Among the many things that were changed in the refactoring effort, the ones that are most relevant to the architecture are:

  • Modularization was introduced in the toolkit
  • Integer types were standardized
  • Typedefs were fixed to allow management of images larger than 4 GB on all platforms
  • The software process was revised:
    • Migrated from CVS to Git
    • Introduced code review with Gerrit
    • Introduced testing on demand with CDash@home
    • Improved method for downloading data for unit testing
  • Deprecated support for obsolete compilers
  • Improved support for many IO image file formats including:
    • DICOM
    • JPEG2000
    • TIFF (BigTIFF)
    • HDF5
  • Introduced a framework for supporting GPU computation
  • Introduced support for video processing
    • Added a bridge to OpenCV
    • Added a bridge to VXL

Maintenance based on incremental modifications—tasks such as adding features to an image filter, improving performance of a given algorithm, addressing bug reports, and improving documentation of specific image filters—works fine for the local improvement of specific C++ classes. However, a massive refactoring is needed for infrastructure modifications that affect a large number of classes across the board, such as the ones listed above. For example, the set of changes needed to support images larger than 4 GB was probably one of the largest patches ever applied to ITK. It required the modification of hundreds of classes and could not have been done incrementally without incurring in a great deal of pain. The modularization is another example of a task that could not have been done incrementally. It truly affected the entire organization of the toolkit, how its testing infrastructure works, how testing data is managed, how the toolkit is packaged and distributed, and how new contributions will be encapsulated to be added to the toolkit in the future.

Reproducibility

One of the early lessons learned in ITK was that the many papers published in the field were not as easy to implement as we were led to believe. The computational field tends to over-celebrate algorithms and to dismiss the practical work of writing software as "just an implementation detail".

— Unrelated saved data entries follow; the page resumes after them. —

PR #17706, opened 2024-09-04
GEN-1213 - logic to index test case result

TeddyCr:
### Describe your changes:
- implement indexing for test case results
- clean up IDE warnings
- Implement tests for test case results indexing

#
### Type of change:

- [ ] Bug fix
- [x] Improvement
- [ ] New feature
- [ ] Documentation

#
### Checklist:

Improvement


bootstrap/sql/migrations/native/1.6.0/mysql/schemaChanges.sql
```diff
@@ -0,0 +1,3 @@
+ALTER TABLE data_quality_data_time_series
+ADD COLUMN id VARCHAR(36) GENERATED ALWAYS AS (json ->> '$.id') STORED NOT NULL,
+ADD CONSTRAINT UNIQUE (id);
```
sonika-shah, line 3: It will be good if we can add index for the new column

TeddyCr: @sonika-shah the table already has an indices on fqn and ts (since most read would be performed filtered on these 2 values).

sonika-shah: @teddy, it will be okay currently . but  later on, if we add any queries based on the ‘id’ column, it would slow down the operation, even if its a simple insert/delete/update sql statement

sonika-shah (approved):

PR #17735, opened 2024-09-05
#16644: support resizable column to customProperty

### LINKED ISSUE #16644: Support flex column for custom property view
On the custom property view of the entity page we should allow user to resize the column width similar to how we do it for the connection page -- see screen recording

https://github.com/open-metadata/OpenMetadata/assets/13626425/052ce272-42f4-4c4d-8810-0788dd01b56b

Ashish8689:
### Describe your changes:

Fixes #16644

- I worked on support resizable column to customProperty
- Added new library to support Table Column re-sizable
- Mock the antd re-sizebale  column library globally

https://github.com/user-attachments/assets/e18ef290-1fe0-4a0f-b87a-623ba671d7a8

#
### Type of change:

- [ ] Bug fix
- [x] Improvement
- [x] New feature
- [ ] Documentation

#
### Checklist:


openmetadata-ui/src/main/resources/ui/src/components/common/Table/table.less
Sachin-chaurasiya, line 1: we already have table.less in `styles/component` , can we use that?

openmetadata-ui/src/main/resources/ui/webpack.config.dev.js
Sachin-chaurasiya, line 1: @Ashish8689 , why do we need this change, and can we update the prod webpack config as well?

Ashish8689: The library was using styles with `.css` which threw loader issue, so to fix that have included in the CSS parser here!

chirag-madlani (approved):

PR #17754, opened 2024-09-06
GEN-309: OpenAPI Connector

harshsoni2024:
### Describe your changes:

Fixes <issue-number>

I worked on OpenAPI Ingestion Connector

#
### Type of change:

- [ ] Bug fix
- [ ] Improvement
- [x] New feature
- [ ] Documentation

#
### Checklist:


ingestion/src/metadata/ingestion/source/api/rest/connection.py
```diff
@@ -0,0 +1,68 @@
...
+    service_connection: RESTConnection,
+    automation_workflow: Optional[AutomationWorkflow] = None,
+) -> None:
+    """
+    Test connection. This can be executed either as part
+    of a metadata workflow or during an Automation Workflow
+    """
+
+    def custom_url_exec():
+        if client.status_code == 200:
```
pmbrull, line 55: is this enough? Aren't we expecting any specific shape? I guess that if I put `www.google.com` i might get a 200 but it's not a real service that I can parse no? 🤔

ingestion/src/metadata/ingestion/source/api/rest/metadata.py
```diff
@@ -0,0 +1,238 @@
...
+                continue
+            yield collection
+
+    def yield_api_collection(
+        self, collection: dict
+    ) -> Iterable[Either[CreateAPICollectionRequest]]:
+        """Method to return api collection Entities"""
+        try:
+            collection_request = CreateAPICollectionRequest(
+                name=EntityName(collection.get("name")),
```
pmbrull, line 97: let's prepare pydantic models, this is error-prone:
1. `collection.get("name")` might be `None`
2. `EntityName` does not allow `None`
3. The error better tell us the data is not behaving properly, rather than enigmatic pydantic errors.

Let's properly parse the payload and validate early (shift left as many errors as possible), then let the rest of the flow be "dumb" on how to treat the results, instead of having to be aware all the time about the shape of our data

pmbrull (changes requested):

Sachin-chaurasiya (dismissed):
The current UI changes look good, and I’ll handle the remaining UI changes in a separate patch.

pmbrull (approved):

Sachin-chaurasiya (approved):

That dismissive attitude is quite damaging to the field, since it diminishes the importance of the first-hand experience with the code and its proper use. The outcome is that most published papers are simply not reproducible, and when researchers and students attempt to use such techniques they end up spending a lot of time in the process and deliver variations of the original work. It is actually quite difficult, in practice, to verify if an implementation matches what was described in a paper.

ITK disrupted, for the good, that environment and restored a culture of DIY to a field that had grown accustomed to theoretical reasoning, and that had learned to dismiss experimental work. The new culture brought by ITK is a practical and pragmatic one in which the virtues of the software are judged by its practical results and not by the appearance of complexity that is celebrated in some scientific publications. It turns out that in practice the most effective processing methods are those that would appear to be too simple to be accepted for a scientific paper.

The culture of reproducibility is a continuation of the philosophy of test driven development, and systematically results in better software; higher clarity, readability, robustness and focus.

In order to fill the gap of lack of reproducible publications, the ITK community created the Insight Journal. It is an open-access, fully online publication in which contributions are required to include code, data, parameters, and tests in order to enable verification by reproducibility. Articles are published online less than 24 hours after submission. Then they are made available for peer-review by any member of the community. Readers get full access to all the materials accompanying the article, namely source code, data, parameters, and testing scripts. The Journal has provided a productive space for sharing new code contributions which from there make their way into the code base. The Journal recently received its 500th article, and continues to be used as the official gateway for new code to be added to ITK.